• [PROBLEM STATEMENT]
Entries follow. Give back exactly the lines starting at the one containing "them I think)" and ending at the one containing "law in Russia", and no other lines.

[EXERCISE MATERIAL Boundary: Start]

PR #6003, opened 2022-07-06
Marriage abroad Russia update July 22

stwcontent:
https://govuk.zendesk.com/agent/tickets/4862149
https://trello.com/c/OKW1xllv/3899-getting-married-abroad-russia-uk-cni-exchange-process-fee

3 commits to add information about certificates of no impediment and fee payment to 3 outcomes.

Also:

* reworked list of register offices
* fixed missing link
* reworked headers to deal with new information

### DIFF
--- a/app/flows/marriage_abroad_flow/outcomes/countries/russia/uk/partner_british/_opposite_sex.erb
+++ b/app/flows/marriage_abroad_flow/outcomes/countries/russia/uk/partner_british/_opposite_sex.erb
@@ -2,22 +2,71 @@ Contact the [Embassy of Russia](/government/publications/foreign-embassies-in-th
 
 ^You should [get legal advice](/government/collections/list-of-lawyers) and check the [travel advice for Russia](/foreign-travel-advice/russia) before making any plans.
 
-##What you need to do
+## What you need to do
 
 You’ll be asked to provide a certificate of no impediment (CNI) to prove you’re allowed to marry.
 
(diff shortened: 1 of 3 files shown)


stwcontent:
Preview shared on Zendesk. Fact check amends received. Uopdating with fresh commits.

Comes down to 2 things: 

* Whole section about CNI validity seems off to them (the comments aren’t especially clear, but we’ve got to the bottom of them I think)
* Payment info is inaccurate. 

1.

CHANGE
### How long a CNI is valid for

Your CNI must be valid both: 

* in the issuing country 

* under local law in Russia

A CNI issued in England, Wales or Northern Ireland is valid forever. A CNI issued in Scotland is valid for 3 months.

[EXERCISE MATERIAL Boundary: End]

• [ANSWER TO THIS PROBLEM]
* Whole section about CNI validity seems off to them (the comments aren’t especially clear, but we’ve got to the bottom of them I think)
* Payment info is inaccurate. 

1.

CHANGE
### How long a CNI is valid for

Your CNI must be valid both: 

* in the issuing country 

* under local law in Russia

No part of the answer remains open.